Hi guys, I got mochi Saturday night. I made great progress with mochi within those days. Mochi ate millet from me last night and would follow the millet where ever i placed it. He even ate it from my hand which made it possible for me to feel his feathers. He doesn't fly everywhere or go nuts when i approach the cage anymore. I can talk to him easier too. Today he was on my finger and i was able to lift him up, but that was because i positioned the millet in a way that he would have to be on my finger to eat it. Unfortunately I dropped the millet and spooked him. He managed to fly out the cage somehow. He hit the oven which is worrying me. I hope he is okay. He also flew to one of the steps of my stairs. I was able to pet him on the back, but he did open his mouth to bite when i got near his head. When he reached to bite, i made the mistake of pulling my finger away.

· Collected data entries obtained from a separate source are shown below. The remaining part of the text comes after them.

PR #145, opened 2015-07-15
Add web-worker zone support

jteplitz602:
Added basic web-worker support. Looking into how to properly test.


btford:
@vicb – do you have any ideas here?

vicb:
What is the difference of the ww version ? patching less APIs (only the one available) ?

If that's the case I'm not sure if extensive tests would help (if we miss some APIs in the src, we'll probably miss them in the test too) and we should be good to go.

Idea: If the only difference is patching less APIs, could we detect them and patch only when they are available (or globally detect the WW context)

jteplitz602:
That's a good idea. @btford what do you think?

jteplitz602:
@btford, @vic: Submitted a new PR #151 that does that instead.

I did leave it there and he didn't bite, just had his mouth open. My mom later used a blanket to catch him and put him back in his cage. He made a screech. Did she hurt him? I was worried this ruined the little bond i had with him, but it didn't. He still ate millet from me. Do you guys recommend anything i should do to tame/bond with him. My goal is to have him on my finger and shoulder comfortably and for me to be able to pet and scratch him. I am on my christmas break so i have about another week. Thanks guys
Andrew


----------



## tielfan (Aug 31, 2008)

It sounds like you're doing pretty well already, and it should be enough to keep on going the same way. There will be times when the bird gets scared or you have to do something the bird doesn't like, but he'll forgive you for it as long as most of your interactions are positive.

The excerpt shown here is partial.